(Stored entries)
PR #443, opened 2024-09-26
fix(coapcore): Update liboscore dependency

chrysn:
# Description

This pulls in workarounds / fixes for clang-18, which would otherwise fail to define `uint8_t` & co in its stdint.h, causing bindgen failures.

Thanks @kaspar030 for noticing the issue and helping me reproduce it.

## Issues/PRs references

See-Also: https://gitlab.com/oscore/liboscore/-/issues/61

Depends on: https://github.com/future-proof-iot/RIOT-rs/pull/491

## Open Questions

<del>Let's hope everyone can use clang-18 already: as the fix for using clang-18 requires a recent clang (didn't test -17, but -16 doesn't cut it), this may require updates here and there.</del>

## Change checklist

 <del> (Our documentation says to install clang on Ubuntu, but the latest Ubuntu LTS already has clang 18 by default, so that doesn't need an update.)</del>

### DIFF
--- a/Cargo.lock
+++ b/Cargo.lock
@@ -124,17 +124,6 @@ dependencies = [
 ]
 
 [[package]]
-name = "atty"
-version = "0.2.14"
-source = "registry+https://github.com/rust-lang/crates.io-index"
-checksum = "d9b39be18770d11421cdb1b9947a45dd3f37e93092cbf377614828a319d5fee8"
-dependencies = [
- "hermit-abi 0.1.19",
- "libc",
- "winapi",
-]
-
-[[package]]
 name = "autocfg"
 version = "1.4.0"
 source = "registry+https://github.com/rust-lang/crates.io-index"
@@ -202,24 +191,22 @@ dependencies = [
 
 [[package]]
 name = "bindgen"
-version = "0.63.0"
+version = "0.70.1"
 source = "registry+https://github.com/rust-lang/crates.io-index"
-checksum = "36d860121800b2a9a94f9b5604b332d5cffb234ce17609ea479d723dbc9d3885"
+checksum = "f49d8fed880d473ea71efb9bf597651e77201bdd4893efe54c9e5d65ae04ce6f"
 dependencies = [
- "bitflags 1.3.2",
+ "bitflags 2.6.0",
  "cexpr",
  "clang-sys",
- "lazy_static",
- "lazycell",
+ "itertools",
  "log 0.4.22",
- "peeking_take_while",
+ "prettyplease",
  "proc-macro2",
  "quote",
  "regex",
  "rustc-hash",
  "shlex",
- "syn 1.0.109",
- "which",
+ "syn 2.0.85",
 ]
 
 [[package]]
@@ -333,7 +320,6 @@ version = "0.24.5"
 source = "registry+https://github.com/rust-lang/crates.io-index"
 checksum = "4b922faaf31122819ec80c4047cc684c6979a087366c069611e33649bf98e18d"
 dependencies = [
- "clap",
  "heck 0.4.1",
  "indexmap 1.9.3",
  "log 0.4.22",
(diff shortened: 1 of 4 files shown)


Cargo.lock
```diff
@@ -2440,31 +2393,12 @@ dependencies = [
...
-]
-
 [[package]]
 name = "httparse"
 version = "1.9.4"
 source = "registry+https://github.com/rust-lang/crates.io-index"
 checksum = "0fcc0b4a115bf80b728eb8ea024ad5bd707b615bfed49e0665b6e0f86fd082d9"
 
-[[package]]
-name = "i2c"
```
chrysn, line 2459: It's slightly odd that this is being removed, but those changes are a tad hard to track, so I'd just trust Cargo on this.

kaspar030: I've seen this before when switching branches lately. Whateger thisbis, it is unrelated.

chrysn:
Could the tests that now fail be the ones that previously passed (that have clang <18)? The error style is identical to what I get when I do *not* install `libclang1-18`.

Where is the precise container our builds are run in defined? In `.github/workflows/main.yml` I only see ubuntu-latest, but that's a GitHub internal thing and not a docker spec.

kaspar030:
> Where is the precise container our builds are run in defined? In `.github/workflows/main.yml` I only see ubuntu-latest, but that's a GitHub internal thing and not a docker spec.

IIUC our builds are run in a VM, which runs the `ubuntu-latest` image...

kaspar030:
> Where is the precise container our builds are run in defined? In `.github/workflows/main.yml` I only see ubuntu-latest, but that's a GitHub internal thing and not a docker spec.

[this](https://github.com/actions/runner-images) has more info. I think the page says that `ubuntu-latest` installs the latest three major versions of tools like GCC or Clang.

kaspar030:
Is it possible that when multiple versions of clang (or libclang) are installed, the selection process is indeterministic?
Hm, on CI it is usually stm32's that fail ...

kaspar030:
Would you revert https://github.com/future-proof-iot/RIOT-rs/pull/447/commits/d351ee888ae97ddf5928d92778f0ec5f8243e3dc here (as soon as that landed in main)?

kaspar030:
Github misunderstood my intentions with `Potential fix: #443` here.

src/lib/coapcore/Cargo.toml
```diff
@@ -26,9 +26,9 @@ coap-message-utils = "0.3.3"
 coap-numbers = "0.2.3"
```
kaspar030, line 26: (again as a conversation so we don't forget) Would you revert https://github.com/future-proof-iot/RIOT-rs/commit/d351ee888ae97ddf5928d92778f0ec5f8243e3dc here (as soon as that landed in main)?

chrysn:
The latest update should work both on clang 18 and on earlier versions; this makes this branch now the one to investigate into further (as opposed to #469 which worked on the assumption that the older version works for pre-18 and the new for 18-and-later; its failure to pass CI shows that there was *something else* broken with the older version too, and the updated version at least provides a modernized base to look into the issue).

kaspar030:
You can temporarily limit the build in main.yml if it speeds up testing!

chrysn:
This is now ready for review again, after CI setbacks.

This is now:
* trivial stuff:
  * a plain update-fix (upstream libOSCORE changed, even less than originally anticipated in that it does not depend on clang-18, but nonetheless it is updated)
  * removing the blocker against the CoAP example in CI
* Explicitly selecting a clang to use by setting CLANG_PATH in CI. I think doing this at CI time is suitable because a) most systems just have a recent clang installed, and b) for those who don't we don't have sufficient data to decide which clang is the right one.
* Adds a bunch of version information to the CI output. I found this useful, and it just takes 1s, but if you dislike I can just remove it.

chrysn:
Downconverted to a draft again because enabling all the previously disabled tests showed that the Xtensa setup with its custom (and, for those boards, needed) LIBCLANG_PATH breaks everything once more: It installs a libclang without a corresponding clang.

Sigh.

chrysn:
This is now rebased onto #492 and #491.

It may also work without #492, but then the clang version needs adjusting, and generally, 2024.04 is the current LTS version of Ubuntu, let's not make our lives harder needlessly.

The PR still consists of the 4 parts described [earlier](https://github.com/future-proof-iot/RIOT-rs/pull/443#issuecomment-2439585200), but the rebasing makes all of that also work in the presence of the Xtensa toolchain. Let's hope that before this all becomes troublesome again (eg. if something actually starts needing a proper LIBCLANG_PATH), enough of the Xtensa stuff is upstreamed and can be used through the regular channels.

It'll take some time for the CI to confirm, but it looks promising.

chrysn:
With https://github.com/future-proof-iot/RIOT-rs/pull/491 as the now working base, I think that's it – ready for review, ideally as #492, #491 and then this one.

kaspar030:
LGTM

▸ Work instruction
Copy all lines of the records that have the string "name" in them.

▸ Written response
-name = "atty"
 name = "autocfg"
 name = "bindgen"
 name = "httparse"
-name = "i2c"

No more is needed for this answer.